PROBLEM DESCRIPTION: Write out the material in full, matching each line exactly.

DATA SECTION:
PR #3594, opened 2026-07-01
Fix AutoARIMA(max_d=0) still differencing once

### LINKED ISSUE #3577: [BUG] AutoARIMA(max_d=0) can still select one order of differencing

YOUR SOLUTION:
PR #3594, opened 2026-07-01
Fix AutoARIMA(max_d=0) still differencing once

### LINKED ISSUE #3577: [BUG] AutoARIMA(max_d=0) can still select one order of differencing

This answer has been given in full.